┌──

PR #3479, opened 2023-06-15
Exclude `article` and `result` types for abilities

kkosiorowska:
## What

Currently, all abilities are fetched from one endpoint. In about two weeks' time, the abilities type the `article` and the `result` should be fetched from another endpoint. Let's exclude these types and then, in the next steps, retrieve them from another endpoint. 

## UI
https://github.com/tahowallet/extension/assets/23117945/9586609d-3719-42c6-889c-1dcff932bf4a

## Testing
- [x] Check that abilities of this type are not fetched from the API. 
- [x] In the filter list, the `article` and `result` types should not be present.

Latest build: [extension-builds-3479](https://github.com/tahowallet/extension/suites/13624732258/artifacts/751620264) (as of Thu, 15 Jun 2023 10:02:31 GMT).

### DIFF
--- a/background/abilities.ts
+++ b/background/abilities.ts
@@ -31,8 +31,11 @@ export const ABILITY_TYPES_ENABLED = [
 export const ABILITY_TYPES = [
   ...ABILITY_TYPES_ENABLED,
   "event",
-  "article",
-  "result",
+  // Abilities type `article` and `result` will be fetched from the new endpoint.
+  // Let's exclude this type for a moment.
+  // TODO Fetch abilities from the correct endpoint.
+  // "article",
+  // "result",
   "misc",
 ] as const
 
--- a/background/services/abilities/index.ts
+++ b/background/services/abilities/index.ts
@@ -106,6 +106,7 @@ export default class AbilitiesService extends BaseService<Events> {
 
   protected override async internalStartService(): Promise<void> {
     await super.internalStartService()
+    await this.fetchAbilities()
   }
 
   // Should only be called with ledger or imported accounts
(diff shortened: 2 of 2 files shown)


jagodarybacka (changes requested):
Hmmm I'm not so sure about removing these from filters while we are keeping articles and results cached. If someone had articles filter turned on the that user will be left with a lot of articles that he can no longer filter out.

But if we plan to fetch articles in the future then we should't remove them from cache IMO. I would suggest just leaving these filters for now.

That is just one account with articles filter left turned on:
image

Question - what if we will still ask for articles and results when they change the endpoint - are they warning us that the endpoint will throw error or will it just ignore these?

kkosiorowska:
> Hmmm I'm not so sure about removing these from filters while we are keeping articles and results cached. If someone had articles filter turned on the that user will be left with a lot of articles that he can no longer filter out.

This is not quite true. Because our update mechanism works in such a way that we catch removed abilities from the API and then remove them from the cache. This means that the next time the abilities are fetched (without `article` and `result`), they will be removed from the wallet. 

Let me see if we can force abilities to refresh after migration.

> But if we plan to fetch articles in the future then we should't remove them from cache IMO. I would suggest just leaving these filters for now.

I don't entirely agree with this. I think this is a fairly non invasive way of solving this problem. This would require filtering such abilities and then updating the cache correctly.   I'm not sure we really want to restructure that [logic](https://github.com/tahowallet/extension/blob/main/background/services/abilities/index.ts#L125-L169). The temporary lack of support for this seems a simpler solution.  

> That is just one account with articles filter left turned on: image
> 
> Question - what if we will still ask for articles and results when they change the endpoint - are they warning us that the endpoint will throw error or will it just ignore these?

At the moment there is no problem yet, but in some time we will not be able to ask about these types and it should return the error. Daylight wants to make sure it doesn't break anything for us.

kkosiorowska:
@jagodarybacka  Please check again.

jagodarybacka (approved):
Alright, looks good 🚀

└──

### Exercise objective
If a line in the records above has the word "would", copy it.

### Task output
But if we plan to fetch articles in the future then we should't remove them from cache IMO. I would suggest just leaving these filters for now.
> But if we plan to fetch articles in the future then we should't remove them from cache IMO. I would suggest just leaving these filters for now.
I don't entirely agree with this. I think this is a fairly non invasive way of solving this problem. This would require filtering such abilities and then updating the cache correctly.   I'm not sure we really want to restructure that [logic](https://github.com/tahowallet/extension/blob/main/background/services/abilities/index.ts#L125-L169). The temporary lack of support for this seems a simpler solution.  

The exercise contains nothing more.